Lecture 20 - ML Evaluation and Experimentation: Baselines, Generalization 1¶
Goals - Generalization¶
The italicized ones are things we covered last time; today we'll cover the remaining parts:
- Understand the near-universal in-distribution assumption and its implications
- Know how true risk differs from empirical risk.
- Know how to define bias, variance, ***irreducible error**.
- Be able to identify the most common causes of the above types of error, and explain how they relate to generalization, risk, overfitting, underfitting.
- *Know why and how to create separate validation*** and **test sets to evaluate a model
- Know how cross-validation works and why you might want to use it.
Empirical Risk vs True Risk¶
We use the word risk (or sometimes loss, or cost) to measure how "badly" a model fits the data.
In the case of a regression problem, we might measure the sum of squared distances from each $y$ value to the line's value at that $x$.
When fitting a model, what we truly care about is a quantity known as (true) risk: $R(h; {\cal X})$.
- True risk is the expected loss "in the wild"
- Depends on a probability distribution that we don't know: $P(x,y)$ -- the joint distribution of inputs and outputs.
- If we knew $P$, there's nothing left to "learn": let $\hat{y} = \arg\max_y P(y | x)$.
Reminder of Bias and Variance from last time:
Bias¶
- The bias of the training process is how far $\bar{h}(x)$ is from the mean of $P(y|x)$.
- High bias implies something is keeping you from capturing true behavior of the source.
- Most common cause of bias? The model class is too restrictive aka too simple aka not powerful enough aka not expressive enough.
- E.g., if the true relationship is quadratic, using linear functions will have high bias.
- Training processes with high bias are prone to underfitting.
- Underfitting is when you fail to capture important phenomena in the input-output relationship, leading to higher risk.
Variance¶
- The variance of a training process is the variance of the individual models $h_i(x)$; that is, how spread they are around $\bar{h}(x)$.
- This is a problem, because we only have one $h_i$, not $\bar{h}(x)$, so our model might be way off even if the average is good.
- Most common causes of variance?
- Too powerful/expressive of a model, which is capable of overfitting the the training. Overfitting means memorizing or being overly influenced by noise in the training set.
- Small training set sizes ($N$).
- Higher irreducible error (noisier training set).
A third source of error/risk:
Irreducible Error¶
- Even if you have a zero bias, zero variance training process, you then predict the mean $P(y|x)$, which is almost never right.
- Because the truth is non-deterministic.
- This error that remains is the irreducible error.

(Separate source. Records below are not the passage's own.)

PR #551, opened 2015-07-09
Add SFTP socket timeout

ianstalk:
Add SFTP socket timeout to fix hung SFTP sessions; a couple of other minor tweaks.


gazpachoking:
Thanks!

PR #554, opened 2015-07-17
T411.io: Adapted SUB_CATEGORIES to the new site inputs

jmcabrera:
Just passing by :)
The format of the inputs on t411.io has changed since jul 8th approx.
This PR is to reflect these changes.
Keep up the good work!


stevezau:
I'm assuming this is right as i don't use t411.io..

PR #555, opened 2015-07-21
Freshontv search plugin

OmgOhnoes:
Adds a Freshon.tv search plugin.

Supports pagination (limited to 10 pages as users can set their pages to up to 100 items each).
Has a 100% and 50% torrent filter as well as HD and WebDL filters.

Downloads via RSS download link using the users passkey.

Note: throws a SSL error when getting the pages, not sure how to fix that as every recommendation doesn't seem to work including "verify_ssl_certificates: no"

### DIFF
--- a/flexget/plugins/search_freshon.py
+++ b/flexget/plugins/search_freshon.py
@@ -1,0 +1,167 @@
+from __future__ import unicode_literals, division, absolute_import
+import logging
+import re
+import urllib 
+
+from flexget import plugin
+from flexget.entry import Entry
+from flexget.event import event
+from flexget.utils import requests
+from flexget.utils.soup import get_soup
+from flexget.utils.search import torrent_availability, normalize_unicode
+
+log = logging.getLogger('search_freshon')
+
+session = requests.Session()
+
+
+class SearchFreshon(object):
+
+    schema = {
+        'type': 'object',
+        'properties':
+        {
+            'username': {'type': 'string'},
+            'password': {'type': 'string'},
+            'passkey': {'type': 'string'},
+            'category': {
+                'type': 'string',
+                'enum': ['hd', 'webdl', 'all']
+            },
+            'freeleech': {
+                'type': 'string',
+                'enum': ['free', 'half', 'all']
+            },
+        },
+        'required': ['username', 'password', 'passkey'],
+        'additionalProperties': False
+    }
+
+    def prepare_config(self, config):
+        config.setdefault('freeleech', 'all')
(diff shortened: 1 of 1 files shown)


flexget/plugins/search_freshon.py
```diff
@@ -0,0 +1,197 @@
...
+                'type': 'string',
+                'enum': ['free', 'half', 'all']
+            },
+        },
+        'required': ['username', 'password', 'passkey'],
+        'additionalProperties': False
+    }
+
+    def prepare_config(self, config):
+        config.setdefault('freeleech', 'all')
```
stevezau: You could use schema defaults here.

```
'category': {
    'type': 'string',
    'default': 'all',
    'enum': ['hd', 'webdl', 'all']
  },
```

flexget/plugins/search_freshon.py
```diff
@@ -0,0 +1,197 @@
...
+        if config['freeleech'] == 'all':
+            freeleech = 0
+        elif config['freeleech'] == 'free': 
+            freeleech = 3
+        elif config['freeleech'] == 'half': 
+            freeleech = 4
+        entries = set()
+
+        for search_string in entry.get('search_strings', [entry['title']]):
+            search_string = search_string.replace(' ', '-').lower()
```
stevezau: regex replace might be more efficient here.

flexget/plugins/search_freshon.py
```diff
@@ -0,0 +1,197 @@
...
+            search_string = search_string.replace('(', '')
+            search_string = search_string.replace(')', '')
+            query = normalize_unicode(search_string)
+            query_url_fragment = urllib.quote_plus(query.encode('utf-8'))
+            str_url = (base_url, search_fragment)
+            url = '/'.join(str_url) % (query_url_fragment, config['category'], str(freeleech))
+            log.debug('Search url: %s' % url)
+            f = session.get(url).content
```
stevezau: Could use task.session instead as it will solve your ssl issues

OmgOhnoes:
I appreciate the feedback, still learning python and Flexget is a beast so i'm doing my best with previous plugin examples.

I've done some of the changes you've suggested and optimized the code a bit.

Using task.session does not seem to have fixed the SSL errors even while using "verify_ssl_certificates: no." On the plus side it seems to respect domain delays now.

gazpachoking:
Thanks! Want to add a wiki page to searches section? http://flexget.com/wiki/Searches

OmgOhnoes:
Will do, thanks!

PR #556, opened 2015-07-22
Input plugin for AniDB wishlist

radek-sprta:
An input plugin that generates a list of movie entries from user's AniDB (http://anidb.net) wishlist. The wishlist must be public.


gazpachoking:
@radek-sprta Sorry it took so long. Want to update the wiki with this plugin?

PR #557, opened 2015-07-29
Optional regex module

gazpachoking:
This branch uses the `regex` module from here if installed:
https://pypi.python.org/pypi/regex

This allows users to override regex flags in the config when this module is installed. e.g.
`(?i)something` to ignore case when the plugin doesn't by default
`(?V1-i)someTHING` to turn on case sensitivity even if plugin doesn't by default. (The V1 is necessary for toggling off flags)

TODO:
- [x] Add a better validator message if inline flags are attempted in config without regex module installed

### DIFF
--- a/flexget/config_schema.py
+++ b/flexget/config_schema.py
@@ -1,7 +1,6 @@
 from __future__ import absolute_import, division, unicode_literals
 
 import os
-import re
 import urlparse
 from collections import defaultdict
 from datetime import datetime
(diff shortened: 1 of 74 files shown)


gazpachoking:
@paranoidi This seem like a good idea to you? Is having everything import from `flexget.utils.regex` the nicest way to accomplish this?

gazpachoking:
Not much feedback here. I don't want to introduce complication if not needed, so closing.

PR #559, opened 2015-07-29
Added ability to pass quality via CP plugin, pep8 fixes

liiight:
Added ability to pass quality via CP plugin, pep8 fixes, handled connection exceptions


gazpachoking:
@liiight So are these actually quality requirements that it's filling? Maybe we should put them in `quality_requirements` field, make it actual `QualtyRequirements` object rather than `Quality` and change `movie_queue` `add` mode to look at that field first.

flexget/plugins/input/couchpotato.py
```diff
@@ -30,43 +30,85 @@ def on_task_input(self, task, config):
...
         for movie in json['movies']:
+            quality = ''
             if movie['status'] == 'active':
+                if config.get('include_data'):
+                    for profile in profile_json['list']:
+                        if profile['_id'] == movie['profile_id']:  # Matches movie profile with profile JSON
+                            # Creates a string of flexget qualities from CP's qualities list
+                            converted_list = ', '.join([cp_to_flexget[quality] for quality in profile['qualities']])
+                            try:
+                                quality = qualities.Quality (converted_list)  # Return the best components from the list
```
gazpachoking: Got an extra space in here before the parens.

liiight:
@gazpachoking I guess your suggestion would make sense more than the current implementation, but I think if movie_queue is being refactored with regards to quality input, we can give it some more though and make it even more robust and generic than it currently is.

liiight:
@gazpachoking you wanna merge this or should I start looking into your suggestion of passing quality requirement instead?

gazpachoking:
@liiight Yeah, I guess that sounds fine. If we fix up movie_queue quality picking we can revisit this.

PR #2394, opened 2019-05-19
[add] from_transmission: Add 'transmission_error_state'

Karlson2k:
### Motivation for changes:
Cleanup of torrents may remove finished, but not moved to final location torrents.

### Detailed changes:
I use dedicated miniserver for downloading new torrents. Miniserver uses local storage for unfinished torrents, but move fully downloaded torrents to main NAS. Sometimes torrent cannot be moved to final location due to various reasons. Currently I cannot distiguish between completed and moved to final destination torrents and finished but failed to move to proper location torrent.
This change add `transmission_error_state` attribute with human-readable status. In particular,  error status `local_error` means that files cannot be created locally or cannot be moved to final location.

### DIFF
--- a/flexget/plugins/clients/transmission.py
+++ b/flexget/plugins/clients/transmission.py
@@ -240,6 +240,13 @@ class PluginTransmissionInput(TransmissionBase):
             entry['transmission_trackers'] = [t['announce'] for t in torrent.trackers]
             entry['transmission_seed_ratio_ok'] = seed_ratio_ok
             entry['transmission_idle_limit_ok'] = idle_limit_ok
+            st_error_to_desc = {
+                0: 'OK',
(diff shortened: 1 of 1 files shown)


gazpachoking:
I think transmission provides this directly, which would be preferable to duplicating the mapping try the 'errorString' property.

Karlson2k:
@gazpachoking I checked only with "OK" error state, "errorString" was empty.
By checking sources of transmission and other clients, errorString have description for some specific error, like "permission denied for /var/local/lib/flexget/incoming", while "error" contains type of error.
For automation proposes. type of error is much more useful than specific error description.

gazpachoking:
Gotcha, looks good to me then.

- Source of irreducible error?
- Not having enough, or enough relevant features in $x$.
- Note: this error is only irreducible for a given feature set (the information in $x$). If you change the problem to include more features, you can reduce irreducible error.
Identifying the model with the best generalization (i.e. lowest true risk)¶
- Answer: hold out a test set. Use this to estimate (true) risk.
- So we need a training set and a test set. But that is not enough in practice. Why?
- The more times you see results on the test set, the less representative it is as an estimate for $R$.
- Example: 10k random "models"
- We need a training set, a test set, and ideally a development or validation set.
- This set is a surrogate for the test set.